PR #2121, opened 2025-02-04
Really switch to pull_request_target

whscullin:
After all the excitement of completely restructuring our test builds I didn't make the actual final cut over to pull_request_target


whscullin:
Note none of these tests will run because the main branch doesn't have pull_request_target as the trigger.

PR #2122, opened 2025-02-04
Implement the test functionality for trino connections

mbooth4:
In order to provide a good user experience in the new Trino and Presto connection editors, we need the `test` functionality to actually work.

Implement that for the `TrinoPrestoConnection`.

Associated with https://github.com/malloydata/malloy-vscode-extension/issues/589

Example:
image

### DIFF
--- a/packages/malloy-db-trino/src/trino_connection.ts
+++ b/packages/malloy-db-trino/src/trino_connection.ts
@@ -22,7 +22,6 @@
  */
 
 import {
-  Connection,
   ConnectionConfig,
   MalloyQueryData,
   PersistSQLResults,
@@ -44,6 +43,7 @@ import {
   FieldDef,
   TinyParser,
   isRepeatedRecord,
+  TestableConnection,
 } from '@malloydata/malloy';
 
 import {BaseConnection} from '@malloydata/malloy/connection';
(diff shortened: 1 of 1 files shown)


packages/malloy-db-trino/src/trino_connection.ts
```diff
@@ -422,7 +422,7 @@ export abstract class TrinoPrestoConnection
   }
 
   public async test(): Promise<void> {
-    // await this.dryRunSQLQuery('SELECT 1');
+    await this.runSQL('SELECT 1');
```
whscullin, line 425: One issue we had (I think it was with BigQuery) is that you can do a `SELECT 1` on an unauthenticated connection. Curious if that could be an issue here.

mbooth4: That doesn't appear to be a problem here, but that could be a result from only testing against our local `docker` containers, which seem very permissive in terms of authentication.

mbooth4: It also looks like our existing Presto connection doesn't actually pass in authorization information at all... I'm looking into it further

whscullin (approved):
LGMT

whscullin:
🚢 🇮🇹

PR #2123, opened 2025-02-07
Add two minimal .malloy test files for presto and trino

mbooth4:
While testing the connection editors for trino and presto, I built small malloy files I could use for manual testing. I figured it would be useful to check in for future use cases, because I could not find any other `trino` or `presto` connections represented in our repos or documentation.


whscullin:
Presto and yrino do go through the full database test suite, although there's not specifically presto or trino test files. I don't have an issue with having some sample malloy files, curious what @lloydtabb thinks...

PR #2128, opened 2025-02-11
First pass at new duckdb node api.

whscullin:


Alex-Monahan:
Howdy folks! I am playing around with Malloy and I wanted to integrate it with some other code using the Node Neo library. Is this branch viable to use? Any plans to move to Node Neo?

________

**THE PROBLEM:**
Search term "this": return each line of the data that contains it.

**ANSWER SECTION:**
-    // await this.dryRunSQLQuery('SELECT 1');
+    await this.runSQL('SELECT 1');
Howdy folks! I am playing around with Malloy and I wanted to integrate it with some other code using the Node Neo library. Is this branch viable to use? Any plans to move to Node Neo?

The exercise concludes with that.